PR #55870, opened 2023-09-26
Update timezone to allow for an optional undefined

aar9nk:
Fixes https://github.com/microsoft/TypeScript/issues/55869
Attempted fix for issue [55869](https://github.com/microsoft/TypeScript/issues/55869) that I created.
I believe this is somewhat common as it causes an actual error if chaining options. I'm not certain on the procedures when creating a PR here, I have followed the README and believe I have a successful contribution here but if there's any questions please reach out.

PR #56056, opened 2023-10-10
Fix type of `timeZone` so it can be `undefined`

### LINKED ISSUE #56057: The type of `timeZone` could be `undefined` but it's marked as a `string` only instead
### ⚙ Compilation target

es5

### ⚙ Library

Intl

The type of `Intl.DateTimeFormat.prototype.resolvedOptions().timeZone` is incorrectly set to only `string` where it could also be `undefined`.

### Sample Code

```TypeScript
// TypeScript should raise an error in the next line since the return value can be `undefined`
const getTimeZone = (): string => {
  return new Intl.DateTimeFormat().resolvedOptions().timeZone;
};
```

### Documentation Link

See possible values for the `timeZone` property in [MDN `resolvedOptions()`](https://developer.mozilla.org/en-US/docs/Web/JavaScript/Reference/Global_Objects/Intl/DateTimeFormat/resolvedOptions#description), where `undefined` is included.

luciomartinez:
Fixes #56057

I feel like a test could be added, but I'm having a hard time finding the appropriate test suit where this should be, so I can use some help with it. Hence, I'm setting it as _Ready for review_...

### DIFF
--- a/src/lib/es5.d.ts
+++ b/src/lib/es5.d.ts
@@ -4463,7 +4463,7 @@ declare namespace Intl {
         locale: string;
         calendar: string;
         numberingSystem: string;
-        timeZone: string;
+        timeZone?: string;
         hour12?: boolean;
         weekday?: string;
         era?: string;


fatcerberus:
A PR to change this was already closed: https://github.com/microsoft/TypeScript/pull/55870

PR #56070, opened 2023-10-11
Use sameMap in mapType to avoid allocation when possible

jakebailey:
Noticed this while working on a perf regression.

This function always allocates a new array. But if the mapping function doesn't change the array, we could avoid it. Elsewhere, we use `sameMap` for this kind of thing, but presumably we didn't in `mapType` as mappers can _remove_ types by returning `undefined`. To keep behavior, this now calls `compact`, which also returns the original array when possible.


jakebailey:

jakebailey:
Well, that's not super conclusive.

jakebailey:
@typescript-bot perf test

jakebailey:

jakebailey:
I guess this doesn't help.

_TASK REQUIREMENTS_: All records above must be set down exactly, please.

_ANSWER BOX_:
PR #55870, opened 2023-09-26
Update timezone to allow for an optional undefined

aar9nk:
Fixes https://github.com/microsoft/TypeScript/issues/55869
Attempted fix for issue [55869](https://github.com/microsoft/TypeScript/issues/55869) that I created.
I believe this is somewhat common as it causes an actual error if chaining options. I'm not certain on the procedures when creating a PR here, I have followed the README and believe I have a successful contribution here but if there's any questions please reach out.

PR #56056, opened 2023-10-10
Fix type of `timeZone` so it can be `undefined`

### LINKED ISSUE #56057: The type of `timeZone` could be `undefined` but it's marked as a `string` only instead
### ⚙ Compilation target

es5

### ⚙ Library

Intl

The type of `Intl.DateTimeFormat.prototype.resolvedOptions().timeZone` is incorrectly set to only `string` where it could also be `undefined`.

### Sample Code

```TypeScript
// TypeScript should raise an error in the next line since the return value can be `undefined`
const getTimeZone = (): string => {
  return new Intl.DateTimeFormat().resolvedOptions().timeZone;
};
```

### Documentation Link

See possible values for the `timeZone` property in [MDN `resolvedOptions()`](https://developer.mozilla.org/en-US/docs/Web/JavaScript/Reference/Global_Objects/Intl/DateTimeFormat/resolvedOptions#description), where `undefined` is included.

luciomartinez:
Fixes #56057

I feel like a test could be added, but I'm having a hard time finding the appropriate test suit where this should be, so I can use some help with it. Hence, I'm setting it as _Ready for review_...

### DIFF
--- a/src/lib/es5.d.ts
+++ b/src/lib/es5.d.ts
@@ -4463,7 +4463,7 @@ declare namespace Intl {
         locale: string;
         calendar: string;
         numberingSystem: string;
-        timeZone: string;
+        timeZone?: string;
         hour12?: boolean;
         weekday?: string;
         era?: string;


fatcerberus:
A PR to change this was already closed: https://github.com/microsoft/TypeScript/pull/55870

PR #56070, opened 2023-10-11
Use sameMap in mapType to avoid allocation when possible

jakebailey:
Noticed this while working on a perf regression.

This function always allocates a new array. But if the mapping function doesn't change the array, we could avoid it. Elsewhere, we use `sameMap` for this kind of thing, but presumably we didn't in `mapType` as mappers can _remove_ types by returning `undefined`. To keep behavior, this now calls `compact`, which also returns the original array when possible.


jakebailey:

jakebailey:
Well, that's not super conclusive.

jakebailey:
@typescript-bot perf test

jakebailey:

jakebailey:
I guess this doesn't help.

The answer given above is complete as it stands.